Some basic characteristics of the DSL:
- auto-formatting (like Go) minimizing syntactical variation
- To quote Python's creator - 'There should be one-- and preferably only one --obvious way to do it.'
But strictly applied, rather than as a vague principle as Python does - unlike any other high level language, the design needs to be optimized only for specifying functionality, a high level templating language from which test suites are generated.
- the language will never be used to implement functionality
- uses simple english vocabulary and ideally minimal mathematical symbology
These DSL prompts are written with a LLM for the DSL it helps create its own prompts and the code creator uses it to refine all the DSL definitions that specify the full functionality.
The specification DSL auto generates all the required tests in a low level language.
Since the system should also have a generative AI LLM trained for C or assembly language.
This is what creates the actual functional code by iteratively running and rewriting it against the specification encoded into the tests.
The AI tool then generates the tests for that implementation and uses TDD to generate the actual functional code - eventually the system should improve to a level better than most software developers. The code it writes no longer needs to be read by a human - because a human will be unable to debug it at anything like the speed the AI tool can.
So we use generative AI to do the part of the job that actually takes all the time. Debugging, refactoring and maintaining the code, making sure it really does what is required functionally. Rather than the quick job of writing a first cut of it that might run without crashing.
Most importantly we don't introduce the use of the full English language, the language of Shakespeare, the language of puns, double meanings, multiple interpretations, shades of grey, implied feeling and emotions, into a binary world to which it is entirely unsuited.
Also we don't need English or high level computer languages in the stack of mistranslation at all.
Because we are not training the AI to understand human languages. We are training it to write its own machine code language based on defining what behaviour it should implement.
BDD / TDD generative AI if you like.
Human's no longer learn complex mathematical process based languages that can be translated into machine code. They learn a more generic language for specifying functional behaviour.

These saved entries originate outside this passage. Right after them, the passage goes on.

PR #3626, opened 2021-03-05
Update scripts in package.json

kraenhansen:
## What, How & Why?

Calling `cmake-js rebuild` on install makes it impossible to install from a `npm pack`'ed version into another package, since `cmake-js` is a `devDependency`.

Removing `cd tests && npm install` since we should assume a developer has already installed the `test` directory before running the tests.

## ☑️ ToDos
* [x] 📝 Changelog entry
* [ ] 🚦 Tests


takameyer (approved):

package.json
```diff
@@ -50,17 +50,16 @@
...
     "rebuild": "npm run rebuild-changes",
     "build": "npm run build-changes",
     "build-changes": "cmake-js build --debug",
-    "rebuild-changes": "cmake-js rebuild --debug && cd tests && npm install",
+    "rebuild-changes": "cmake-js rebuild --debug",
     "eslint": "npm install --ignore-scripts && npm run lint .",
     "license-check": "npm install && license-checker --exclude \"MIT,ISC,BSD,Apache-2.0,BSD-2-Clause,BSD-3-Clause,WTFPL,Unlicense,(MIT AND CC-BY-3.0)\" | node scripts/handle-license-check.js",
     "jsdoc:clean": "rimraf ./docs/output",
     "jsdoc": "npm install --ignore-scripts && npm run jsdoc:clean && jsdoc -u docs/tutorials -p package.json -c docs/conf.json",
-    "prenode-tests": "npm install --build-from-source && cd tests && npm install",
```
steffenagger, line 62: So now you'd have to `(cd test && npm i)`, before calling `npm run node-tests`..
Does our CI know that?

steffenagger (commented):
I agree that a `rebuild` script, shouldn't install dependencies some something unrelated... but a bit unsure about removing the pre-hook to `node-tests`.

And something unrelated to these changes: If we have a `node-tests` script, why don't vi have `android-tests`, `ios-tests` & `electron-tests`?

package.json
kraenhansen: Seem like the tests are passing, they didn't use this script.

kraenhansen:
I'm a bit in doubt if we want to move the `cmake-js` package to become a production dependency instead of simply a development dependency.

package.json
steffenagger: Valid point 🤦‍♂️

steffenagger:
> I'm a bit in doubt if we want to move the `cmake-js` package to become a production dependency instead of simply a development dependency.

Yeah, how does fallback to "build from source" currently work?

takameyer:
> I'm a bit in doubt if we want to move the cmake-js package to become a production dependency instead of simply a development dependency.

Is it possible to install the dev-dependencies on fallback (including cmake-js) and then start building?

kraenhansen:
> > I'm a bit in doubt if we want to move the `cmake-js` package to become a production dependency instead of simply a development dependency.
> 
> Yeah, how does fallback to "build from source" currently work?

It doesn't 😢  If the prebuilt binary isn't found, it simply fails due to the missing `cmake-js` dependency .. but then again, even with that dependency, a user is also required to have `cmake` installed on their system. So, perhaps we should wrap this in something that tries to run the `cmake-js` command and fails more gracefully with instructions on how to install the proper dependencies.

steffenagger:
> Perhaps we should wrap this in something that tries to run the `cmake-js` command and fails more gracefully with instructions on how to install the proper dependencies.

This sounds like a good approach to me.

fealebenpae:
I don't think that the case where someone installs the `realm` package in their project, or a package that depends on `realm`, and they need to compile from source should be a supported one. For all our supported Node.js platforms we should have prebuilt binaries on our CDN for `prebuilt-install` to fetch. If it's an unreleased package or when building from source (no binaries for Node.js were uploaded to our CDN) then we can just say that `cmake-js` and `CMake` itself are implicit dependencies that the user should install on their own.

kraenhansen:
I'll close this for now and open another PR with an attempt to clean up the scripts at a later point (preferably when / if we move our `realm` package into `/packages`).

PR #3631, opened 2021-03-08
Dictionaries V1

cesarvr:
## What, How & Why?

This closes # ???

## ☑️ ToDos

* [x] 📝 Changelog entry
* [x] 🚦 Tests

* [ ] jsdoc files updated


src/common/deleteme/collection.hpp
```diff
@@ -0,0 +1,8 @@
+//
```
fronck, line 1: [Question]  This file is in a directory called "deleteme".  Is it supposed to be checked in?

src/node/node_type_deduction.hpp
```diff
@@ -52,14 +70,19 @@ struct TypeDeductionImpl {
         return TypeDeductionImpl::is_bson_type(value, "ObjectID");
     }
 
-    static std::string to_javascript(types::Type value)
+    static bool realm_type_exist(std::string type){
```
fronck, line 73:
```suggestion
    static bool realm_type_exist(std::string const &type){
```

src/node/node_type_deduction.hpp
```diff
@@ -52,14 +70,19 @@ struct TypeDeductionImpl {
...
+        static auto realm_types = reverse_deduction_types_map();
+        return realm_types.find(type) == realm_types.end();
+    }
+
+    static types::Type realm_type(std::string type){
```
fronck, line 78:
```suggestion
    static types::Type realm_type(std::string const &type){
```

src/node/node_type_deduction.hpp
fronck: In general, it's good practice to `const` function arguments when possible.  It allows calling functions with `const` arguments to call this function.  It allows you to pass by reference, possibly avoiding a copy.

src/test/js_dictionary.cpp
```diff
@@ -0,0 +1,11 @@
+#define CATCH_CONFIG_MAIN
+#include "catch.hpp"
+#include <vector>
+#include "js_dictionary.hpp"
+
+using Catch::Matchers::Contains;
+
+TEST_CASE( "Testing DictionarySchema#Constructor" ) {
+    realm::js::DictionarySchema schm {"string{}"};
```
fronck, line 9: [Questions]  Is the postfix for `dictionary` not supposed to be `<>`?  I'm using `{}` for `set` at the moment.

src/test/test.sh
```diff
@@ -0,0 +1,10 @@
+g++ -std=c++17 -Wall -I catch.hpp -I ../ -I ../../vendor/realm-core/src/realm/object-store/ \
```
fronck, line 1: Please add some comments about what this script does.  It's not obvious to me at least.
Also, should it be moved to the main `scripts/test.sh` as an parameter?

src/test/test.sh
```diff
@@ -0,0 +1,10 @@
...
+    -I ../../vendor/realm-core/src/ \
+    -o testing js_dictionary.cpp \
+    core/src/realm/librealm-dbg.a \
+    core/src/realm/sync/librealm-server-dbg.a \
+    core/src/realm/sync/librealm-sync-dbg.a \
+    && 
+
+./testing  
+# missing realm::ConstLstIf
```
fronck, line 10: [Question]  Is this comment relevant here?

src/node/node_type_deduction.hpp
```diff
@@ -25,8 +29,22 @@
...
+class TypeDeductionImpl {
+private:
     using Value = const Napi::Value;
+    static std::map<types::Type, std::string> realm_types;
+
+    static auto reverse_deduction_types_map(){
+        std::map<std::string, types::Type> ret;
+        for(auto& [type, key] : realm_types ){
+            ret[key] = type;
+            std::transform(key.begin(), key.end(), key.begin(), [](unsigned char c){ return std::tolower(c); });
```
fronck, line 41:
```suggestion
            std::transform(key.begin(), key.end(), key.begin(), [](static_cast<unsigned char>(c)){ return std::tolower(c); });
```

src/js_schema.hpp
```diff
@@ -85,6 +85,13 @@ static inline void parse_property_type(StringData object_name, Property& prop, S
         type = type.substr(0, type.size() - 1);
     }
 
+    DictionarySchema dictionary {type};
+
+    if(dictionary.is_dictionary()){
+        prop.type |= dictionary.schema();
+        return;
+    }
```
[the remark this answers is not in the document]
fronck: [Suggestion]  Adding a guard here to make sure that `DictionarySchema dictionary {type}` isn't executed on every invocation of `parse_property_type`.  It's a rather costly operation..

fronck (changes requested):
:+1:, but a few comments for your consideration.

src/test/js_dictionary.cpp
kneth: Our dictionaries look very much like plain JavaScript objects (key is a string). For example `{ name: "Arthur", age: 42 }` - so maybe `{}` is a better fit for dictionaries.

src/dictionary/methods/listeners.hpp
```diff
@@ -0,0 +1,77 @@
...
+        add_javascript_function("addListener", add_listener(object), object);
+        add_javascript_function("removeListener", remove_listener(object),
+                                object);
+        add_javascript_function("removeAllListeners",
+                                remove_all_listeners(object), object);
+    }
+
+    template <typename JavascriptPlainObject>
+    auto add_listener(JavascriptPlainObject* object) {
+        return [=](const Napi::CallbackInfo& info) {
```
kneth, line 42: By using `js::Function<VM>` you can support any engine.

src/dictionary/methods/callbacks.hpp
```diff
@@ -0,0 +1,76 @@
+//
+// Created by Cesar Valdez on 07/03/2021.
```
bmunkholm, line 2: replace w standard header

src/dictionary/methods/listeners.hpp
```diff
@@ -0,0 +1,77 @@
+//
+// Created by Cesar Valdez on 07/03/2021.
```
bmunkholm, line 2: replace with standard header.

src/js_schema.hpp
```diff
@@ -85,6 +85,13 @@ static inline void parse_property_type(StringData object_name, Property& prop, S
         type = type.substr(0, type.size() - 1);
     }
 
+    DictionarySchema dictionary {type};
+
+    if(dictionary.is_dictionary()){
```
bmunkholm, line 90: Use spacing similar to the rest of the code. After "if", before "{".

src/dictionary/methods/callbacks.hpp
cesarvr: My name looks nice there, was joking good catch.

src/dictionary/methods/listeners.hpp
cesarvr: I would like to do it, but that [Napi::CallbackInfo](https://github.com/nodejs/node-addon-api/blob/main/doc/callbackinfo.md) is not a function, is some kind of object injected into functions. I would suggest waiting for the port to JSC and we re-assess.

fronck (approved):

src/js_schema.hpp
kneth: Please ignore code formatting - we plan to apply `clang-format` using Realm Core's configuration when we merge `develop` to `master` (most likely: immediately after the merge).

cesarvr:
# Added Support For JavaScript Core (JSC)

## Added
- New methods remove/put. This way users can update / remove keys from their dictionary.
- Object mutation to reflect the contents of the dict.
- Added support for JavaScript Core API (react-native).
- Added Catch2 framework (simple implementation using just the headers).
- Added a [test bed to run our C++ test](https://github.com/realm/realm-js/blob/5264c05d090e6158b33b5bda7e77b2a32c017e5d/src/test/README.md) against JSC.

src/dictionary/methods/accessors.hpp
```diff
@@ -0,0 +1,59 @@
...
+template <typename T>
+struct DictionaryGetterSetter{
+    IOCollection *collection;
+    using Value = js::Value<T>;
+    using JSMixedAPI = TypeMixed<T>;
+
+    void set(accessor::Arguments args){
+        auto context = args.context;
+        auto key = args.property_name.c_str();
+        try{
```
kneth, line 36: Is this needed? I mean, won't the `wrap` of `RealmObjectClass<T>::set_property()` catch it (https://github.com/realm/realm-js/blob/master/src/js_realm_object.hpp#L89)?

src/js_object_accessor.hpp
```diff
@@ -235,7 +242,7 @@ class NativeAccessor {
     }
 
     bool is_same_dictionary(realm::object_store::Dictionary const& dictionary, ValueType const& value) const {
-        throw std::runtime_error("'Dictionary' type support is not implemented yet");
+        return false;
```
kneth, line 245: Is there no way we can compare to dictionaries?

src/test/catch.cpp
```diff
@@ -0,0 +1,9430 @@
+//              Copyright Catch2 Authors
```
kneth, line 1: Is it possible to reuse the `Catch2` version in core: https://github.com/realm/realm-core/tree/master/external? If no, I would prefer to include it as a git submodule.

src/test/test.sh
```diff
@@ -0,0 +1,12 @@
+g++ -g -std=c++17 -Wall -I catch.hpp -I test_bed.hpp -I ../ \
```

This gives more freedom to widen the DSL to mature into a general precise AI prompt language.
Whilst allowing computers to evolve more machine learning driven software architectures that are self maintaining and not so constrained into the models imposed by current human intelligence and coding practise based programming languages.
Could AI could take my job?
Perhaps if all of the above were in place, then finally we would arrive at a place where AI could replace traditional software development and high level software languages.With concerted effort it could be in 10 years, if some big companies put some serious investment in trying to replace traditional software development.
Code monkeys will all be automated. Only software architects would be required and they would use a new functional specification AI prompt language, not a programming language.
Of course if politicians are scared that dumb ChatGPT can already write as good a speech as they can. Plus replicate all the prejudices and errors of its training data and trainers.
Then setting AI free to fully write software, and itself ... will be way more scary in its long term implications.
Meanwhile we are currently at a place where it arguably doesn't even improve productivity for an experienced software developer, only allows non-developers, students and other language newbies to have a go at writing one of the many dialects of human languages, known as computer languages.
Their mix of math, english, symbols, logic and process may appear more like English than Musical notation or pure maths, but sadly they are no more suited to creation by an English language Chatbot approach.